[EXERCISE DESCRIPTION]:
State the number of lines below in which the word "This" appears. Nothing else belongs in the answer.

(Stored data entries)
* * * *
PR #1106, opened 2022-01-17
Fix issues exposed by linking to C++ binding

reicheratwork:
- Changed usage of the reserved C++ keyword "template" as a function
  parameter to "keyobject"
- Removed unnessary forward declaration of struct struct ddsi_typeid_t
  which caused conflicts with the "real" typedef


eboasson (approved):
Thanks @reicheratwork !

PR #1107, opened 2022-01-17
Fix rexmit duplicate crash

eboasson:
The retransmit queue tracks messages by writer GUID, sequence number and
fragment number. If a duplicate is presented for insertion in the queue,
it first tries to merge it, enqueueing it only if that fails.  The cases
where it fails are exceedingly rare, but if it does, it would end up
trying to insert a second entry with the same key in an AVL tree that
doesn't allow duplicates, leading to a crash (an assertion in a debug
build, a null pointer dereference in a release one).

This commit marks a duplicate message such that it is not entered in the
table at all.


dennis-adlink (approved):
LGTM

PR #1108, opened 2022-01-17
Set must-understand flag on key members

dennis-adlink:
This adds setting the must-understand (MU) flag on key members in the cdrstream serializer instructions and in the type object that is generated for aggregated types (so that it conforms to the XTypes spec section 7.2.2.4.4.4.6 and 7.2.2.4.4.4.8). Some refactoring is also included, to move the MU flag in the serializer instructions from the mutable member's PLM instruction to its ADR instruction, to keep the KEY and MU flags together. Commit b3273e35373e4ad510d5dd9642df54074c362cd7 is included to fix a few issues found by Coverity in #1102.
* * * *
[RESPONSE TO THE EXERCISE]:
2